- _How to complete this task_:
Reproduce all of the data exactly.

[Start of section]

PR #386, opened 2017-11-14
[acl]: Fix issue with bind ACL table group to port.

oleksandrivantsiv:
Port object creates ACL table group, binds it to particular port
and stores group ID. AclOrch class was operating with copies of
Port objects. ID of created ACL table group was stored in object copy.
Which caused resoures leak after copy was destroyed. For each ACL table new
ACL table group was created. Only one ACL table was bind to
group at the same time.


lguohan:
retest this please

lguohan:
retest this please

qiluo-msft:
Sorry the PR description is not clear to me. What are you blaming? Where is the bug? How do you fix it.
Checking the code, do you actually mean gPortsOrch->getPort() is not working as expected? If yes could you just fix that function?

lguohan:
I think getPort() is returning a copy of port object. I think that API may or may not by design. That is why the fix is not fix getPort(), instead it is using getAllPorts() to get the real port object to prevent the resource leak.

[End of section]

- _Response to this task_:
PR #386, opened 2017-11-14
[acl]: Fix issue with bind ACL table group to port.

oleksandrivantsiv:
Port object creates ACL table group, binds it to particular port
and stores group ID. AclOrch class was operating with copies of
Port objects. ID of created ACL table group was stored in object copy.
Which caused resoures leak after copy was destroyed. For each ACL table new
ACL table group was created. Only one ACL table was bind to
group at the same time.


lguohan:
retest this please

lguohan:
retest this please

qiluo-msft:
Sorry the PR description is not clear to me. What are you blaming? Where is the bug? How do you fix it.
Checking the code, do you actually mean gPortsOrch->getPort() is not working as expected? If yes could you just fix that function?

lguohan:
I think getPort() is returning a copy of port object. I think that API may or may not by design. That is why the fix is not fix getPort(), instead it is using getAllPorts() to get the real port object to prevent the resource leak.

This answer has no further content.